▸ **Prompt**:
Within the data below, how many lines contain "were"? Reply with the number only.

▸ **Data listing**:
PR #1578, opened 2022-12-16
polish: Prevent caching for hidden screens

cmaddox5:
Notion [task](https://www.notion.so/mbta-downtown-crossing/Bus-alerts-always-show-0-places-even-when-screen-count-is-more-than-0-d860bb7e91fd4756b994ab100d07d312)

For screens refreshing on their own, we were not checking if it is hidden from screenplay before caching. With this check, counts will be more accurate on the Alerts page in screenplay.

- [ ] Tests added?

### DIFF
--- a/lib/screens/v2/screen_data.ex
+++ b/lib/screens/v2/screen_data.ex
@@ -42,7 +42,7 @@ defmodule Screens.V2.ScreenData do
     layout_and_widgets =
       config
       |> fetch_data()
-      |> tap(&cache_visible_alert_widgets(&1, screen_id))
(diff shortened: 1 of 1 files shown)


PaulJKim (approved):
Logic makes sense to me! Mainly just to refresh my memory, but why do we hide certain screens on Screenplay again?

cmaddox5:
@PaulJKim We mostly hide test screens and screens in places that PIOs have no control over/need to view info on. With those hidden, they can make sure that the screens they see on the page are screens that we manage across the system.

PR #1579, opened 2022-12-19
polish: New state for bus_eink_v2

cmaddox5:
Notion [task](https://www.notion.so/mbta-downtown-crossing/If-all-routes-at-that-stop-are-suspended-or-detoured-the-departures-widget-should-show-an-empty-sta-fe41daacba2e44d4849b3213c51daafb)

* * *

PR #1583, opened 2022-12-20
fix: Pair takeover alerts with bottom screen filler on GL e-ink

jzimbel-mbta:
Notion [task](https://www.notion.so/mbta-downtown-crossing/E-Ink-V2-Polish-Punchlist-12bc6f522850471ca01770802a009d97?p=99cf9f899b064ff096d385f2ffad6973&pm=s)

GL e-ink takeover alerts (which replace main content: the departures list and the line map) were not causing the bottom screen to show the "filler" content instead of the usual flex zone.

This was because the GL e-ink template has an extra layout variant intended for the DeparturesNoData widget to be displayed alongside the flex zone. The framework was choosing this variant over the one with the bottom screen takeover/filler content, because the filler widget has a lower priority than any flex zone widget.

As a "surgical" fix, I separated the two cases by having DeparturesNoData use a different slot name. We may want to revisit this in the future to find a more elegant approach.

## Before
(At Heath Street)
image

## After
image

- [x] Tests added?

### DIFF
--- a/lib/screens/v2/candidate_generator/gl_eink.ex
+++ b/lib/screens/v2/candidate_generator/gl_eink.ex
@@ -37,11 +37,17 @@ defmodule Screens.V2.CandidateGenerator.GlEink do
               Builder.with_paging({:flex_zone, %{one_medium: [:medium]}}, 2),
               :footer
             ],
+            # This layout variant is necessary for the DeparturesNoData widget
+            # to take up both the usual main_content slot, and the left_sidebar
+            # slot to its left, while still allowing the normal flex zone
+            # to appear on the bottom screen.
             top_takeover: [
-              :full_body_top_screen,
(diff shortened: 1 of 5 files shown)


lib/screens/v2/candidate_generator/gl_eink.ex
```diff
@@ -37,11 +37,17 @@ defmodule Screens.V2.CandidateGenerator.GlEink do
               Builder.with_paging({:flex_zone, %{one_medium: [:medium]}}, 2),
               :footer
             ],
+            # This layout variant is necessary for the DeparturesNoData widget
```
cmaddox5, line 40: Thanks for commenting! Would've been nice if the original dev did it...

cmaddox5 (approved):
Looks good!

--

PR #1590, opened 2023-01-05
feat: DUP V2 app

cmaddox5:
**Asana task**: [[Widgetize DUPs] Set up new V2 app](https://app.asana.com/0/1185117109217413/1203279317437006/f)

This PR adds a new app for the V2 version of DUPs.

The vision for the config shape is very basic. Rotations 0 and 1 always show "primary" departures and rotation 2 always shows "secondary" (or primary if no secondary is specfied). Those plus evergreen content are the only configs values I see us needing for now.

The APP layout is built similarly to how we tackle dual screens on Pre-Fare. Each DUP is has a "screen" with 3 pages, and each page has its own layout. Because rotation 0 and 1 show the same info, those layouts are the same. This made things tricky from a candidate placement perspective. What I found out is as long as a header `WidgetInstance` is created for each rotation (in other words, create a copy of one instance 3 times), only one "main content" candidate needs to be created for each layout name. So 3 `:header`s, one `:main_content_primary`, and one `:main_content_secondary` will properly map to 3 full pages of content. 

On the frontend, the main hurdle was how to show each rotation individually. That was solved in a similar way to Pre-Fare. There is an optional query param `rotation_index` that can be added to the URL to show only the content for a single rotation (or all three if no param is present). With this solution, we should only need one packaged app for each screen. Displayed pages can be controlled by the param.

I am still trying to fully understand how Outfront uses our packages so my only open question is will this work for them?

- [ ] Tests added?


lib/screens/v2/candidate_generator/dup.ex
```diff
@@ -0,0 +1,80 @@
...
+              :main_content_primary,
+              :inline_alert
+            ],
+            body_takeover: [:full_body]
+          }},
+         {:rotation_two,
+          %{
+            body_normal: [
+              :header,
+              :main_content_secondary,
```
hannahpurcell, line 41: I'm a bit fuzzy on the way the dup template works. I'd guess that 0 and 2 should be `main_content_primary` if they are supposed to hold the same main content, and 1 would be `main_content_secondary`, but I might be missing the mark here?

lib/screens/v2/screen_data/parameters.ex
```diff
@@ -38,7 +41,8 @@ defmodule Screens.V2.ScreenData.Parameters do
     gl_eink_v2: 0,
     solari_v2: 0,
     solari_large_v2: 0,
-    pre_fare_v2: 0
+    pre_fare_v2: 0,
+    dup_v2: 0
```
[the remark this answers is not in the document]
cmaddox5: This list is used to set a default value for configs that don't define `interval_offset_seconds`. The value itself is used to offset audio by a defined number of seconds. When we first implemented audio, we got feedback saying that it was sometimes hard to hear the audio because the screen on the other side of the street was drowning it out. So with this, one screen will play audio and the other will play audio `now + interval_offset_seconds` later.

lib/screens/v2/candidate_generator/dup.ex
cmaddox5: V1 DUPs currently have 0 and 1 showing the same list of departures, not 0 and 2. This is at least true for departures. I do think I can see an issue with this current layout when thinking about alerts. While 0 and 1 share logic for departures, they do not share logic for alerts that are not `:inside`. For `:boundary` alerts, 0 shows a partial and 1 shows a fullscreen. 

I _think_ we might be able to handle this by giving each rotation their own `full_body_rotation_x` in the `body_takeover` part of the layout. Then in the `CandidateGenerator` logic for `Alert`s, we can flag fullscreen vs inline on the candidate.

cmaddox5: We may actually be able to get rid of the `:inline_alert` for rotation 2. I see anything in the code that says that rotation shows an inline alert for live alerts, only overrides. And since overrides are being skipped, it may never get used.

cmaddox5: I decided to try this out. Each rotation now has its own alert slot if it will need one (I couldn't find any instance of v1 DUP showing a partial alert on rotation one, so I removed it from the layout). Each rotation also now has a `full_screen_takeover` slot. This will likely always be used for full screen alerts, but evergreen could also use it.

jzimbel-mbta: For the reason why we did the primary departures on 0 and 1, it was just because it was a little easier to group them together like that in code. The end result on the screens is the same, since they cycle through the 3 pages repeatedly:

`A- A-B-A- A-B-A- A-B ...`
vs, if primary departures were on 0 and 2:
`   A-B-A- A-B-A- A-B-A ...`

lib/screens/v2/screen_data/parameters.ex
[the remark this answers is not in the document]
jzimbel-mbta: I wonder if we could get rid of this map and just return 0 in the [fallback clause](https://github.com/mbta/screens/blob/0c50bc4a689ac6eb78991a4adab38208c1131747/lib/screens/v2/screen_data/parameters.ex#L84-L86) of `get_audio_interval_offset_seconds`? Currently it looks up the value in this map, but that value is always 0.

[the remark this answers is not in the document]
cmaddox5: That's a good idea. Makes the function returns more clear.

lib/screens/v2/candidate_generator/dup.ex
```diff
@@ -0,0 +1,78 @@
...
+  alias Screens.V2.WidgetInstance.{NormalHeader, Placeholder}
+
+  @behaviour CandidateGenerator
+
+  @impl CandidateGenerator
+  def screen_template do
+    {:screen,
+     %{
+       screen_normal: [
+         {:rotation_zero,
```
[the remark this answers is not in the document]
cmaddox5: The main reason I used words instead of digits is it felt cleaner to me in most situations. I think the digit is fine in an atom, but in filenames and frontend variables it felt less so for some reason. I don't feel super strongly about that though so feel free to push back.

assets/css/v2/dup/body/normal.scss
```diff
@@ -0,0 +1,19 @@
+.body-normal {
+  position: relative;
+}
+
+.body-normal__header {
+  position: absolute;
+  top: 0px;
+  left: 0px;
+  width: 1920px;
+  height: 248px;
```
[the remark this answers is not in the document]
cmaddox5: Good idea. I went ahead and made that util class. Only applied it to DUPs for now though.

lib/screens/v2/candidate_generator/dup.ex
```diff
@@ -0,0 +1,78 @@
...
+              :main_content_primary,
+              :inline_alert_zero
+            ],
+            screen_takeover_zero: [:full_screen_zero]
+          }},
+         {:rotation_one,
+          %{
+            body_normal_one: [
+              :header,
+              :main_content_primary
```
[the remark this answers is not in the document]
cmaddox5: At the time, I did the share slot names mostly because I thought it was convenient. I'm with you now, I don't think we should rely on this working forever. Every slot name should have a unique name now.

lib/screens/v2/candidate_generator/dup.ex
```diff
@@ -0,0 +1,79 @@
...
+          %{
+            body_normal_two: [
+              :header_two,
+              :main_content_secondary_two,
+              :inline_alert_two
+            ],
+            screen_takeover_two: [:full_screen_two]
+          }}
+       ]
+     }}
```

▸ **Final answer**:
3